So the disciples came away again towards themselves. Mary in fact had stood outside at the tomb, weeping; so, when she was weeping, she bent down into the tomb, and she observes two announcers in white, sitting down one at the head and one at the feet where the body of Jesus had been resting. And those state to her, “Woman, why do you weep?”
The two disciples had seen enough. The tomb no longer contained the embalmed body of Jesus. There was nothing more they could do.
Not Mary Magdalene. She was crying. What had “they” done to the body of Jesus? What more could they have done to it after crucifying it in public? In sorrow she looks inside. Two “declarers” – the Greek word is “angelos” meaning “messengers” – are there, in white. God’s declarers.

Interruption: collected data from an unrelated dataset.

PR #1247, opened 2025-03-12
Add special case for RAP in MGR

victorapm:
This PR introduces a new condition in MGR's coarse matrix computation to handle cases where the restriction operator is equal to the injection operator.

Should be merged after #1243

### DIFF
--- a/src/parcsr_ls/par_mgr_rap.c
+++ b/src/parcsr_ls/par_mgr_rap.c
@@ -233,9 +233,9 @@ hypre_MGRBuildNonGalerkinCoarseOperatorHost(hypre_ParCSRMatrix    *A_FF,
    hypre_ParCSRMatrix    *minus_Wp = NULL;
 
    HYPRE_Int              blk_inv_size;
-   HYPRE_Real             neg_one = -1.0;
-   HYPRE_Real             one = 1.0;
-   HYPRE_Real             beta = neg_one;
+   HYPRE_Complex          neg_one = -1.0;
+   HYPRE_Complex          one = 1.0;
+   HYPRE_Complex          beta = 0.0;
 
    if (Wp != NULL && max_elmts > 0)
    {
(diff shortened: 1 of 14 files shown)


src/parcsr_ls/par_mgr_rap.c
```diff
@@ -587,6 +587,14 @@ hypre_MGRBuildCoarseOperator(void                *mgr_vdata,
          hypre_ParCSRMatrixAdd(1.0, A_CC, -1.0, RAP_c, &RAP);
          hypre_ParCSRMatrixDestroy(RAP_c);
       }
+      else if (!Wr && Wp)
+      {
+         /* Prolongation is not the injection operator (Wp != NULL) and
+            Restriction is the injection operator (Wr == NULL) */
+         RAP_c = hypre_ParCSRMatMat(A_CF, Wp);
```
oseikuffuor1, line 611: @victorapm Wp here is not negated already right?

oseikuffuor1 (approved):

oseikuffuor1 (approved):
Thanks @victorapm

src/parcsr_ls/par_mgr_rap.c
victorapm: Good point, right!

victorapm: For reference: we found different definitions of Wp and Wr throughout MGR's code (without the negative sign and with the negative sign). We decided to use a single convention that considers the negative sign already in Wp and Wr, so that prolongation is computed as `[Wp I]^T` and restriction as `[Wr I]`. The unification work was done in [89c2d0e](https://github.com/hypre-space/hypre/pull/1247/commits/89c2d0ef0e2112a644aef2842c1649f08d9dbc8e)

rfalgout (approved):
Looks good to me.  Thanks!

PR #1249, opened 2025-03-21
Recmat - add support for symmetric matrices in Matmult

rfalgout:
This adds support for symmetric matrices in the StructMatmult routine and adds optimizations to PFMG.

- Adjusts communication for symmetric storage
- Automatically determines if the product matrix in matmult is symmetric
- Computes only the stored symmetric coefficients in matmult (the "lower triangle" so to speak)
- Modifies the PFMG setup to reduce memory copies in the matmult calls
- Cleans up the kernel optimization code in matmult.  Using a mask (not a bit mask) simplifies things.
- Makes a better decision about when a mask is needed in matmult.  Now, the most common RAP scenario in PFMG does not need a mask, while it did before because of the constant diagonal in P.  This speeds up the kernel a little bit.
- Computes a better data space for the matrices involved in the matrix product.
- Tries to avoid unnecessary matrix resizes in matmult.  Now, PFMG often does not require a resize-with-copy.
- Adds loop unrolling optimizations to matvec for rectangular matrices (previously only square matrices were unrolled).

Some regression tests needed to be adjusted:
- `emptyProc` and `solvers` changed because of having no mask in matmult.  The input files for these tests were not defined correctly because they didn't zero out coefficients along boundaries.  The mask was originally hiding this fact.  With the boundary condition fixes, any solver involving PFMG still had small differences because the interpolation changes near the boundaries.
- `amr2d` changed because there was apparently a bug somewhere in the original `recmat` code.  If you use the `generic` matmult routine on `recmat` you get the same answer as here on `recmat-symmetric`.
- `nonmixedint` was not broken, but it was updated to use `sstruct.in.cube` instead of `sstruct.in.emptyProc` which was removed because it was redundant.


rfalgout:
I am going to do a few more updates to the code and run a few timing tests on tux, but this is now ready for review.

rfalgout:
Hi @victorapm and @waynemitchell .  The work here is done except for having to sync up with recmat when the time comes.  So feel free to start looking through this.  Thanks!

src/struct_ls/pfmg_setup.c
```diff
@@ -188,33 +201,39 @@ hypre_PFMGSetup( void               *pfmg_vdata,
...
-         hypre_zPFMGSetupRestrictOp(RT_l[l], A_l[l], cdir);
-      }
-#endif
-      HYPRE_ANNOTATE_REGION_END("%s", "Interpolation");
 
-      HYPRE_ANNOTATE_REGION_BEGIN("%s", "RAP");
       if (rap_type == 0)
       {
+         hypre_StructMatrixInitializeShell(P_l[l]);
+#if 0 /* TODO: Allow RT != P */
```
waynemitchell, line 196: Just curious: what else needs to be done to allow `RT != P`? Also, is there a distinction between the `nonsymmetric_cycle` condition here and the `(RT_l[l] != P_l[l])` condition below?

src/struct_mv/struct_matmult.c
```diff
@@ -1302,19 +1409,16 @@ hypre_StructMatmultCompute( hypre_StructMatmultData  *mmdata,
       switch (nterms)
       {
          case 2:
```
waynemitchell, line 1414: Add `HYPRE_FALLTHROUGH` here after merging the most recent `recmat` changes from Victor?

waynemitchell (approved):
Looks good to me. Thanks for all the work on this, Rob!

src/struct_ls/pfmg_setup.c
rfalgout: This is all placeholder code, though the `(RT_l[l] != P_l[l])` code is runnable now if this condition were ever to be true.  It's currently all intended to support a future nonsymmetric option for PFMG.  The main thing that would need to happen would be to add the user option flag and implement the `Create/SetupRestrictOp()` routines which would be similar to the ones for interpolation but based on A^T.

src/struct_mv/struct_matmult.c
rfalgout: Will do.  Good catch!

src/struct_mv/struct_matvec.c
```diff
@@ -336,24 +334,18 @@ hypre_StructMatvecCompute( void               *matvec_vdata,
    hypre_IndexRef           start;
 
    HYPRE_Complex            temp;
-   HYPRE_Int                compute_i, i, j, k, si, ssi;
-   HYPRE_Int                csi[UNROLL_MAXDEPTH], vsi[UNROLL_MAXDEPTH];
+   HYPRE_Int                compute_i, i, j, si, se;
+   HYPRE_Int                cnentries, vnentries;
+   HYPRE_Int                centries[nentries], ventries[nentries];
```
victorapm, line 342: Should we consider allocating `centries` and `ventries` on the heap instead of using VLAs?

src/struct_mv/struct_matvec_core.c
```diff
@@ -0,0 +1,634 @@
...
+   for (si = 0; si < nentries; si += UNROLL_MAXDEPTH)
+   {
+      depth = hypre_min(UNROLL_MAXDEPTH, (nentries - si));
+
+      if (!transpose)
+      {
+         switch (depth)
+         {
+            case 9:
+               HYPRE_SET_CAX(Ap8, xoff8, entries[si + 8]);
```
victorapm, line 121:
```suggestion
               HYPRE_SET_CAX(Ap8, xoff8, entries[si + 8]);
               HYPRE_FALLTHROUGH;
```

Should we do the same for the other occurrences in this file as well?

rfalgout: I can't implement FALLTHROUGH until I pull in the recmat changes, but I wanted to wait until the GPU work was all integrated (or mostly integrated).  If you think it's okay to do the merge now, let me know.

victorapm (approved):
Thank you, Rob! I liked the comments you added throughout the code

src/struct_mv/struct_matvec.c
rfalgout: The only issue I can see from googling is that VLAs (as written here) are allocated on the stack which is easier to overflow.  Otherwise, VLAs are much faster and produce more readable code, IMO.  Let me do more research on this first before deciding.  Thanks!

src/struct_mv/struct_matvec_core.c
rfalgout: This is done now

rfalgout:
@victorapm and @waynemitchell .  I have merged recmat into this branch and I am running the regression tests.  I forgot to comment out the code that causes some of the sstruct tests to fail, but I can do that later.

@victorapm .  Most of the conflicts were in `sstruct_matmult.c`, `struct_matmult.c`, and `struct_matvec.c`.  Now that the main kernels are in separate `core` files, you may have to fix some GPU-related stuff that got left out.  Let me know if you want to do that now, on this branch, or wait until after I merge into recmat.

victorapm:
Thanks, Rob! I can do it on another branch if you agree. I plan to include also the remaining changes involving UVM dependency. Thanks!

src/struct_mv/struct_matvec.c
rfalgout: I will think about this more and consider changing later.  I think it's more important to merge this into recmat right now.  Thanks again!

PR #1251, opened 2025-03-25
Recmat partial device support

victorapm:
This PR adds device support to PFMG in recmat. This requires hypre to be configured with UVM support


src/IJ_mv/HYPRE_IJMatrix.c
```diff
@@ -1011,7 +1011,14 @@ HYPRE_IJMatrixGetValuesAndZeroOut( HYPRE_IJMatrix matrix,
 
    if (exec == HYPRE_EXEC_DEVICE)
    {
-      hypre_error_w_msg(HYPRE_ERROR_GENERIC, "HYPRE_IJMatrixGetValues not implemented for GPUs!");
+      /* TODO: add device implementation */
```
rfalgout: Do the non-sstruct changes here (IJ, parcsr, etc.) match what's on master?  Just curious.

src/sstruct_mv/sstruct_matrix.c
```diff
@@ -823,10 +823,12 @@ hypre_SStructPMatrixGetDiagonal( hypre_SStructPMatrix  *pmatrix,
  *==========================================================================*/
 
 /*--------------------------------------------------------------------------
+ * hypre_SStructUMatrixInitialize
  *--------------------------------------------------------------------------*/
 
 HYPRE_Int
-hypre_SStructUMatrixInitialize( hypre_SStructMatrix *matrix )
+hypre_SStructUMatrixInitialize( hypre_SStructMatrix  *matrix,
```
rfalgout, line 830: Just wondering if memory_location should be set through a 'Set' function instead.  We should parallel what is done in parcsr, and maybe that's what you've already done here.

src/struct_ls/pfmg_setup.c
```diff
@@ -187,7 +188,7 @@ hypre_PFMGSetup( void               *pfmg_vdata,
          RT_l[l] = hypre_zPFMGCreateRestrictOp(A_l[l], cdir, stride);
       }
 #endif
-      HYPRE_StructMatrixSetTranspose(RT_l[l], 1);
+      hypre_StructMatrixSetTranspose(RT_l[l], 1, &resize);
```
rfalgout: This isn't necessary here because there is no data allocated yet, i.e., there is nothing to resize.

src/struct_ls/red_black_constantcoef_gs.c
```diff
@@ -316,7 +316,7 @@ hypre_RedBlackConstantCoefGS( void               *relax_vdata,
                                 x_dbox, stencil_shape[offd[5]]);
                      xoff4 = hypre_BoxOffsetDistance(
                                 x_dbox, stencil_shape[offd[4]]);
-                  /* fall through */
+                     HYPRE_FALLTHROUGH;
```
rfalgout, line 319: What is this?  And why?

rfalgout (approved):
Looks good to me.  Just minor comments/questions.

src/struct_ls/red_black_constantcoef_gs.c
victorapm: This informs the compiler that it's safe to fall through the next case statement. By default, modern compilers assume that's not safe, thus producing a compilation warning. So with this macro, we don't get the warning

rfalgout: Okay, so it's just to avoid compiler complaints.  Thanks!

src/IJ_mv/HYPRE_IJMatrix.c
victorapm: They don't match, I can create a separate PR with the non-struct changes to be merged on master

src/sstruct_mv/sstruct_matrix.c
victorapm: In parcsr, we have the "_v2" functions that take the memory location as input argument. I think having a separate SetMemoryLocation is a good idea

src/sstruct_ls/ssamg_interp.c
```diff
@@ -264,239 +261,138 @@ hypre_SSAMGSetupInterpOp( hypre_SStructMatrix  *A,
...
-                  }
-                  else
-                  {
-                     ventries[nventries++] = si;
-                  }
-               }
-
-               /* Get stencil space on base grid for entry 1 of P (valid also for entry 2) */
-               hypre_StructMatrixGetStencilSpace(P_s, 1, 0, origin, stride);
+            continue;
```
waynemitchell, line 284: Is there a reason you reorganized this in this way? I am not crazy about having the `Assemble` and `ClearBoundary` stuff repeated here and below and then using `continue` to skip over the loop. For me, it's less clear and causes unnecessary code replication.

src/sstruct_mv/HYPRE_sstruct_matrix.c
```diff
@@ -425,7 +425,7 @@ HYPRE_SStructMatrixInitialize( HYPRE_SStructMatrix matrix )
    iupper--; jupper--;
    HYPRE_IJMatrixCreate(comm, ilower, iupper, jlower, jupper,
                         &hypre_SStructMatrixIJMatrix(matrix));
-   hypre_SStructUMatrixInitialize(matrix);
+   hypre_SStructUMatrixInitialize(matrix, HYPRE_MEMORY_DEVICE);
```
waynemitchell, line 428: Should the sstruct matrix data structure have a `MemoryLocation` similar to what we do in parcsr or struct? Then we should initialize all the struct/parcsr data structures underneath a sstruct matrix in that memory location (rather than hard-coding to device). I guess this will require a lot more code changes, so maybe that's best left to a future PR.

src/sstruct_ls/ssamg_interp.c
```diff
@@ -264,239 +261,138 @@ hypre_SSAMGSetupInterpOp( hypre_SStructMatrix  *A,
...
+         }
 
-               hypre_CopyToIndex(stride, ndim, Astride);
-               hypre_StructMatrixMapDataStride(A_s, Astride);
-               hypre_CopyToIndex(stride, ndim, Pstride);
-               hypre_StructMatrixMapDataStride(P_s, Pstride);
+         if (hypre_StructMatrixConstEntry(P_s, 1))
+         {
+            /* Off-diagonal entries are constant */
+            hypre_TMemcpy(hypre_StructMatrixConstData(P_s, 1), &half, HYPRE_Complex, 2,
```
waynemitchell: Is this correct? `half` is just a single value, but this is trying to copy a memory block of size 2?

victorapm: Thanks for catching!

src/sstruct_ls/ssamg_interp.c
victorapm: The reason was to remove one level of indentation. But I'm happy to revert

src/sstruct_mv/HYPRE_sstruct_matrix.c
victorapm: I think that's a good idea. @rfalgout do you agree?

rfalgout: Off the top of my head, yes, I agree.  I also agree that it might be left for later since I have been making lots of changes on recmat for matmult that will have to be merged with your work.

rfalgout: If, however, the change is easy, then feel free.  Thanks!

src/struct_ls/pfmg_setup.c
victorapm: The reason for this change is to use the private `hypre_` API instead of the public one `HYPRE_`. Should I revert?

src/sstruct_mv/HYPRE_sstruct_matrix.c
victorapm: I was checking and it involves changing some files that we both touched. Let's plan to do it after both our PRs are merged

src/struct_ls/pfmg_setup.c
rfalgout: Yes, I would revert.  The internal API provides the extra resize feedback (rarely needed), but you don't need it here and it confused me. :)  I realize one just calls the other but...

victorapm: Done, thanks!

src/sstruct_ls/ssamg_interp.c
waynemitchell: OK, well I guess I don't have a strong opinion either way. Up to you.

src/IJ_mv/HYPRE_IJMatrix.c
victorapm: Created PR #1263 for these changes

PR #1199, opened 2021-05-09
Styles for the global/national metadata

brockfanning:
Q | A
--- | ---
Fixed issues | NA
Related version | 1.4.0-dev
Includes tests? |NA
Updated docs? |NA
Updated config forms? |NA
Added CHANGELOG entry? | ✔️ 

This PR adds some default styling specifically to the "Global" and "National" metadata tabs. The rules are:

1. Any H1 that is the very first element in a metadata field will be hidden
2. Any H2 that is immediately following an H1 (which itself is the very first element) will have no top margin.

We could conceivably mess with the font size of these but I thought I'd start with a small change.


brockfanning:
Here is what this is looking like now:

screenshot-127 0 0 1_4000-2021 05 17-11_17_02

That is produced by this markdown:

```
# This is an H1 and should be hidden

## This is an H2 and should have no top margin.

This is a paragraph.

## This is a normal H2.

This is another paragraph.

# This is a normal H1.

This is the last paragraph.
```

LucyGwilliamAdmin (approved):

PR #1202, opened 2021-05-10
Changes for SDMX metadata concepts and indicator config

### LINKED ISSUE #1201: Docs for new indicator config/metadata structure
Split [Metadata format](https://open-sdg.readthedocs.io/en/latest/metadata-format/) into metadata and indicator config

LucyGwilliamAdmin:
Q | A
--- | ---
Feature branch/test site URL | N/A
Fixed issues | Fixes #1201 (partly)
Related version | 1.4.0-dev
Bugfix, feature or docs? | Docs
Keeps backward-compatibility? |N/A
Includes tests? |N/A
Updated docs? |N/A
Updated config forms? |❌/✔️
Added CHANGELOG entry? |❌/✔️


LucyGwilliamAdmin:
@brockfanning I've started this ready for when we start using the new starter repos but let me know if you have any feedback so far.

A couple of notes:

1. For the definitions, so far I have included both global reporting and national reporting, but I'm thinking we remove the one for global reporting as I'm thinking this will be specific to national metadata fields
2. Where in the definition is says not applicable for country/national reporting the fields should be removed completely from this page and the 1.1.1 template file in data starter (and the national versions removed from prose)
3. Wondering if we should also include the fields for the main concepts e.g. under all of the detailed concepts for 0, could have something like:

  > If using the main concepts collate the information for these fields in a single field named `SDG_INDICATOR_INFO`

LucyGwilliamAdmin:
@brockfanning do you have any thoughts on my comments above?

brockfanning:
@LucyGwilliamAdmin
1. I don't fully understand this note, but in general I do think that the metadata maintained in Open SDG should only be national, and (eventually) we will be pulling global metadata from a single remote source (the UN metadata API).
2. That sounds right, given that we want to limit this metadata to national.
3. That seems like a good approach to me.

Another note - I know this will be a lot of work, but would it be possible to have the indicator configuration mimic the structure of the site configuration, by having headings for each setting? The benefit of having a heading is that we can link to directly to it, which will allow us to link to the individual settings from the indicator config form, like we do on the site config form.

LucyGwilliamAdmin:
@brockfanning what is the purpose of the `label` property in [metadata_schema.yml](https://github.com/open-sdg/open-sdg-data-starter/blob/1.4.0-dev/metadata_schema.yml) now that prose is not being used?

brockfanning:
@LucyGwilliamAdmin It's not serving a vital purpose now, but we do have some code that refers to it.

One example is [here](https://github.com/open-sdg/jekyll-open-sdg-plugins/blob/1.4.0-dev/lib/jekyll-open-sdg-plugins/metadata_schema_to_config.rb#L53-L54) which (like you say) uses it as a fallback for labels on the metadata config form.

The bigger issue is [this code](https://github.com/open-sdg/sdg-build/blob/1.4.0-dev/sdg/schemas/SchemaInputOpenSdg.py#L77-L88) which assumes it will be there. I suspect that if you remove it, it might actually cause an error during the build.

LucyGwilliamAdmin:
@brockfanning thanks for clarifying - re. restructure indicator configuration, should I make it exactly same as site i.e. in alphabetical order and then specify whether each one is optional or mandatory?

brockfanning:
That sounds good to me, if it's not too much trouble.

LucyGwilliamAdmin:
@brockfanning I think these are ready for review - I ended up taking a little bit of info about the main concepts due to the info you got from UNSD about them strongly advising against countries using them.

docs/indicator-configuration.md
```diff
@@ -0,0 +1,470 @@
...
+
+### Indicator configuration forms
+To help with configuring indicators, you can optionally enable user-friendly indicator configuration forms, which will allow you to fill in a form and then download a YML file which will be ready to upload to your platform.
+
+For more details on how to enable these forms, see the [indicator_config_form site configuration setting](configuration.md#indicator_config_form).
+
+## Note about translation keys
+Indicator configuration values can either be filled in with normal text ("My field value") or with [translation keys](glossary.md#translation-keys) (my_translations.my_translation). In the examples below, we will try to demonstrate both possibilities.
+
+As an optional shorthand, if the translation key is in the `data` group, then the group can be omitted. For example, the translation key `data.female` can be written as simply `female`.
```
brockfanning, line 15: Personally I think we should remove this part about the special handling of the `data` group. This is probably something we want to eventually remove, and I don't think anyone is relying on this shorthand, so it's best to start keeping it out of documentation.

docs/indicator-configuration.md
```diff
@@ -0,0 +1,470 @@
...
+
+**_Optional_** This setting is used when importing data from SDMX to specify a more useful label for the COMPOSITE_BREAKDOWN column (if present). Translation keys are supported, as always. Using the example below would change the COMPOSITE_BREAKDOWN label to "Hazard type" for this indicator:
+
+```nohighlight
+composite_breakdown_label: Hazard type
+```
+
+### computation_units
+
+**_Recommended_**: This setting is used to specify the unit used in the headline data for the indicator.
```
brockfanning, line 66: Do you think we should explicitly say where it will appear? In this case, the value will appear in the chart/table footers (just like Copyright below).

docs/indicator-configuration.md
```diff
@@ -0,0 +1,470 @@
...
+
+### data_not_statistical
+
+**_Required_**: This setting is used to specify whether the indicator is statistical (can be charted/graphed) or not. If you have uploaded data that you want to display on a chart/table for an indicator, set this to `false`.
+
+```nohighlight
+data_non_statistical: false
+```
+
+You may want to display some very important information which site viewers must keep in mind when using the data provided. To display a notice above the graph in a coloured box, you can use the following fields within the metadata file.
```
brockfanning, line 116: I think this needs to have a heading above it, like maybe: `### Data notice settings`. Or optionally it could be moved below `### data_notice_class` since that is the first one.

docs/indicator-configuration.md
```diff
@@ -0,0 +1,470 @@
...
+
+```nohighlight
+data_start_values:
+  - field: Sex
+    value: Females
+  - field: Age
+    value: 15 to 19
+```
+
+You may want to add an additional feature which isn't created from data, such as an iframe. You can create an extra tab to display this feature by adding the following fields to the metadata file. You can either specify a URL (use `embedded_feature_url`) or some HTML (use `embedded_feature_html`) for the feature you want to embed.
```
brockfanning, line 179: Similar to data notices, maybe this needs a heading above it like `### Embedded feature settings`?

brockfanning (commented):
@LucyGwilliamAdmin Awesome work! I added a few comments on the indicator config part.

brockfanning:
I think this may also need the latest code from 1.4.0-dev to pass tests.

LucyGwilliamAdmin:
@brockfanning do you think this should go under the 'Data providers' section?

brockfanning:
@LucyGwilliamAdmin I think that makes sense for the metadata, and the indicator config could go under the 'Developers' section?

LucyGwilliamAdmin:
@brockfanning yeah, that sounds like a good idea!

LucyGwilliamAdmin:
@brockfanning do you have anymore feedback for this one?

docs/metadata-format.md
```diff
@@ -1,379 +1,282 @@
-<h1>Metadata format</h1>
+<<h1>Metadata format</h1>
```
brockfanning, line 1: There's an extra `<` here.

docs/metadata-format.md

She states to them that, “They took my Lord, and I have not discerned where they have set him down!” Having said these things, she was turned into the things behind and observes Jesus stood, and she had not discerned that it is Jesus.
Someone else was there. She turned “into the things behind” and told him why she was crying. She wanted to find Jesus who was no longer in the tomb. She hadn’t discerned that it was Jesus speaking to her.
Jesus states to her, “Woman, why do you weep? Whom do you seek?” That one, assuming that he is the gardener, states to him, “Lord, if you yourself lifted him, say to me where you set him down, and I will take him.” Jesus states to her, “Mary.”
Isn’t it strange that Jesus asks her to explain those two things to him? Why weep? Whom do you seek? In today’s world, many are weeping – and seeking answers which aren’t there. When Jesus, alive from the dead, speaks to me my own name, everything, everyone turns.